PR #1231, opened 2026-07-30
Add intersection (A & B) types, including Hash-based record support

apiology:
## Summary

Adds intersection types (`A & B`) to Solargraph, in both plain YARD tags (`@param`/`@return`/`@type`) and inline RBS signatures (`#: () -> (A & B)`). Also adds the `|` union operator and `[...]` grouping brackets, matching https://github.com/lsegal/yard/pull/1700.

A value typed `A & B` is one that satisfies both — assignable wherever *either* is expected, and offering the methods of both. The individual members are its *conjuncts*. Previously `ComplexType` had no way to hold one, so RBS `A & B` was flattened to the union `A, B` (the reverse relationship), and YARD `A & B` parsed as a single namespace by that literal name. #1229 shows the flattening in the error text:

```
Wrong argument type for Consumer#project_to_h: project_obj expected Asana::Resources::Project, received Mocha::Mock, Asana::Resources::Project
```

Fixes https://github.com/castwide/solargraph/issues/1229. YARD has no official intersection syntax (https://github.com/lsegal/yard/issues/1644), so the tag form is a Solargraph extension pending upstream guidance.

## What changed

- **`ComplexType::UniqueType::Intersection`**, with `conforms_to?` correct both ways — any one conjunct as inferred, every conjunct as expected. `ComplexType.parse` gains top-level `&`, `|` (binds looser) and `[...]` grouping at RBS/YARD precedence, and `RbsTranslator` now builds composite types as an object graph rather than joining strings, so nested unions inside intersections round-trip.
- **Dispatch on intersection receivers.** `Call#method_stack_pins` needs only one conjunct to define a method, and dedupes candidates by `[path, return_type.tag]` rather than path alone, so `Box<Integer> & Box<String>` no longer collapses to whichever resolved first. Generics inside conjuncts now resolve too: `Intersection` inherited a `resolve_generics_from_context` that searches `#subtypes`/`#key_types`, which an intersection doesn't use, so `Class<generic<T>> & #new` never bound `T` — and an unresolved generic satisfies every conformance check, so a wrong `@return` was accepted silently.
- **`narrow_with`/`narrowed_return_type`**, renamed from #1119's `intersect_with`/`intersection_return_type` to free the name, and now building a real `Intersection` instead of discarding a mix-in narrowing when one side is a confirmed module.

## Precise Hash "record" dispatch

[...]

PR #1240, opened 2026-08-02
Fix and re-enable strong-level typechecking in CI

apiology:
Re-enables `solargraph typecheck --level strong` as an enforced CI gate in all four places it runs.

Most of the diff is `@sg-ignore` comments documenting type gaps strong mode can't resolve on its own: flow-sensitive-typing limits (postfix nil guards, `is_a?` narrowing across branches, reassignment tracking), the `nil`-vs-`NilClass` representation mismatch, guard-then-fetch patterns on `Hash#[]`/`Array#first`/`#last` that don't narrow, and a few RBS overload/type-alias gaps.

A handful of real fixes are included (missing/wrong `@return`/`@param` tags — e.g. `Host#pending_completions?` was tagged the nonexistent `Bool`). Genuine nil-safety and return-value fixes are deferred to #1245 and marked here with `@sg-ignore ... pending in #1245`, keeping this PR annotation- and CI-gate-only.

## Test plan

- [x] `bundle exec rspec`: 1618 examples, 0 failures
- [x] `SOLARGRAPH_ASSERTS=on bundle exec solargraph typecheck --level strong`: only the gaps explicitly deferred to #1245 remain — verified via before/after diff that the revert introduced no other new problems

### DIFF
--- a/Rakefile
+++ b/Rakefile
@@ -10,6 +10,12 @@ task :console do
   sh 'pry -I lib -r solargraph.rb'
 end
 
+# `vernier` is an optional dependency that `solargraph profile` requires
+# lazily, so a checkout without it reports three `Unresolved constant Vernier`
+# findings in shell.rb. CI appends this to the gitignored `.Gemfile` before
+# every typecheck run; do the same locally:
+#
+#   echo "gem 'vernier', '>1.0', '<2'" >> .Gemfile && bundle install
 desc 'Run the type checker'
 task typecheck: [:typecheck_strong]
 
--- a/Rakefile
+++ b/Rakefile
@@ -10,11 +10,7 @@ task :console do
   sh 'pry -I lib -r solargraph.rb'
 end
 
-# `vernier` is an optional dependency that `solargraph profile` requires
-# lazily, so a checkout without it reports three `Unresolved constant Vernier`
-# findings in shell.rb. CI appends this to the gitignored `.Gemfile` before
-# every typecheck run; do the same locally:
-#
+# `vernier` is an optional dependency typecheck needs; CI adds it before every run, so do the same locally:
 #   echo "gem 'vernier', '>1.0', '<2'" >> .Gemfile && bundle install
 desc 'Run the type checker'
 task typecheck: [:typecheck_strong]
@@ -51,9 +47,9 @@ task :full_spec do
   warn 'ending spec'
   # move coverage/full-new to coverage/full on success so that we
   # always have the last successful run's 'coverage info
-  # @sg-ignore Need a downcast here
+  # @sg-ignore https://github.com/castwide/solargraph/issues/1255
   FileUtils.rm_rf('coverage/full')
-  # @sg-ignore Need a downcast here
+  # @sg-ignore https://github.com/castwide/solargraph/issues/1255
   FileUtils.mv('coverage/full-new', 'coverage/full')
 end
 
--- a/Rakefile
+++ b/Rakefile
@@ -45,7 +45,9 @@ task :full_spec do
   warn 'ending spec'
   # move coverage/full-new to coverage/full on success so that we
   # always have the last successful run's 'coverage info
+  # @sg-ignore Need a downcast here
   FileUtils.rm_rf('coverage/full')
+  # @sg-ignore Need a downcast here
   FileUtils.mv('coverage/full-new', 'coverage/full')
 end
 
--- a/lib/solargraph/api_map/cache.rb
+++ b/lib/solargraph/api_map/cache.rb
@@ -62,7 +62,7 @@ module Solargraph
       # @param name [String]
       # @param context [String]
       # @return [String, nil]
-      # @sg-ignore Need a downcast here
+      # @sg-ignore https://github.com/castwide/solargraph/pull/1223
       def get_qualified_namespace name, context
         @qualified_namespaces["#{name}|#{context}"]
       end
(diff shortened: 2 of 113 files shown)


apiology:
Let's separate code changes into a separate PR and reference the PR # in @sg-ignore comments so we can keep this one annotation-only

lib/solargraph/api_map/cache.rb
```diff
@@ -71,11 +72,12 @@ def get_qualified_namespace name, context
       # @param value [String, nil]
       # @return [void]
       def set_qualified_namespace name, context, value
+        # @sg-ignore Need a downcast here
         @qualified_namespaces["#{name}|#{context}"] = value
```
apiology, line 76: Why does this and the above need a downcast?  What's the actual solargraph error?

apiology:
Done. Split the actual behavior-touching hunks out into #1245 (nil-guard fixes, return-value corrections, a dead duplicate-method removal in rbs_map/conversions.rb, and Sorbet-narrowing local-variable refactors) — see that PR for the full breakdown and test results.

This branch now reverts those 28 hunks back to their pre-cleanup form and marks each resulting strong-typecheck gap with an @sg-ignore comment referencing #1245, so it's annotation- and CI-gate-only as requested. Verified via solargraph typecheck --level strong that the revert introduces zero net-new problems (normalized diff against the pre-revert state), and the full test suite still passes (1618 examples, 0 failures).

—Claude

apiology:
Investigated whether the sg-ignore count growth (373 → 745 in my last update) reflects a regression rather than organic accumulation.

Found one: PR #1201 ("Ignore literal values in type inference," merged 2026-05-21) disabled tuple/literal element-type inference wholesale to fix specious-inference reports (#1196). Open PR #1223 restores it properly. That disabling turns out to be the root cause of a broad swath of downstream nil-check/downcast/overload-resolution gaps (e.g. `Open3.capture3`/`capture2e` overload selection), not just tuple indexing.

Determined the exact affected set empirically rather than guessing by category name: test-merged #1223's branch on top of this one and diffed `solargraph typecheck --level strong` output before/after (stripping line numbers to avoid false positives from line-count shifts). 79 lines came back "Unneeded @sg-ignore comment" — each one rewritten here to `# @sg-ignore https://github.com/castwide/solargraph/pull/1223`, replacing whatever reason (or blank comment) was there before. One of them was in this branch's own `#1245`-deferred set (`pin/block.rb`), which turns out to be downstream of the same root cause rather than independent.

Updated the count doc in `TypeChecker::Rules` to reflect this as a third bucket. Verified via full test suite (1618 examples, 0 failures) and a normalized before/after typecheck diff that this is a pure comment-text change with no side effects.

—Claude

apiology:
@castwide - ready for review

lib/solargraph/api_map/cache.rb
apiology: **Claude:**

```
lib/solargraph/api_map/cache.rb:65: Declared return type ::String, nil does not match inferred type ::String, ::NilClass, nil for Solargraph::ApiMap::Cache#get_qualified_namespace
lib/solargraph/api_map/cache.rb:74: Wrong argument type for Hash#[]=: value expected String, NilClass, received String, nil
```

Both errors are the same shape: `@qualified_namespaces`'s inferred value
type is `String, NilClass, nil` - `NilClass` (the class) and `nil` (the
literal) both present as separate union members, rather than collapsed
to one. That looks like the same class of duplicate-nil-representation
issue as the `ComplexType::UniqueType#tuple?` dead code I found and
flagged on
[castwide/solargraph#1231](https://github.com/castwide/solargraph/pull/1231)
(`return false` before the real logic, from
[8c40692](https://github.com/castwide/solargraph/commit/8c406923760c908748968db4d87bbac00758b2cf),
#1201) - haven't traced this one to a specific line yet.

Separately: `get_qualified_namespace`/`set_qualified_namespace` have no
callers anywhere in `lib/` or `spec/` - this pair looks unused.

Rakefile
```diff
@@ -45,7 +51,9 @@ task :full_spec do
   warn 'ending spec'
   # move coverage/full-new to coverage/full on success so that we
   # always have the last successful run's 'coverage info
+  # @sg-ignore Need a downcast here
   FileUtils.rm_rf('coverage/full')
```
apiology: Explain comment to me

Rakefile
```diff
@@ -45,7 +51,9 @@ task :full_spec do
...
+  # @sg-ignore Need a downcast here
```
apiology: Explain comment to me

lib/solargraph/workspace/gemspecs.rb
```diff
@@ -188,7 +186,12 @@ def to_gem_specification specish
                                                             # Specification
                                                             specish
                                                           end
-                                                        # @sg-ignore Unresolved constant Gem::StubSpecification
+                                                        # Do not remove on a local "Unneeded @sg-ignore"
+                                                        # verdict. Whether this constant resolves varies by
+                                                        # Ruby patch release, and CI runs a newer one than
```
apiology: This is based on rubygems version I suspect.  Maybe add an update command so that folks can make this go away.

lib/solargraph/workspace/gemspecs.rb
```diff
@@ -207,8 +210,10 @@ def query_external_bundle command
             "require 'bundler'; require 'json'; Dir.chdir('#{directory}') { puts begin; #{command}; end.to_json }"
           ]
           o, e, s = Open3.capture3(*cmd)
+          # @sg-ignore https://github.com/castwide/solargraph/pull/1223
           if s.success?
             Solargraph.logger.debug "External bundle: #{o}"
+            # @sg-ignore o.split("\n") is non-empty here because !o.empty?
```
apiology: sg-ignores shouldn't be explanations; they should be short descriptions of features to add or things to change.  See rules.rb for examples.  In this case, double check that split has an override that doesn't return nil.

Task brief: If a line in the records contains the string "members", copy it out.

Completed task:
A value typed `A & B` is one that satisfies both — assignable wherever *either* is expected, and offering the methods of both. The individual members are its *conjuncts*. Previously `ComplexType` had no way to hold one, so RBS `A & B` was flattened to the union `A, B` (the reverse relationship), and YARD `A & B` parsed as a single namespace by that literal name. #1229 shows the flattening in the error text:
literal) both present as separate union members, rather than collapsed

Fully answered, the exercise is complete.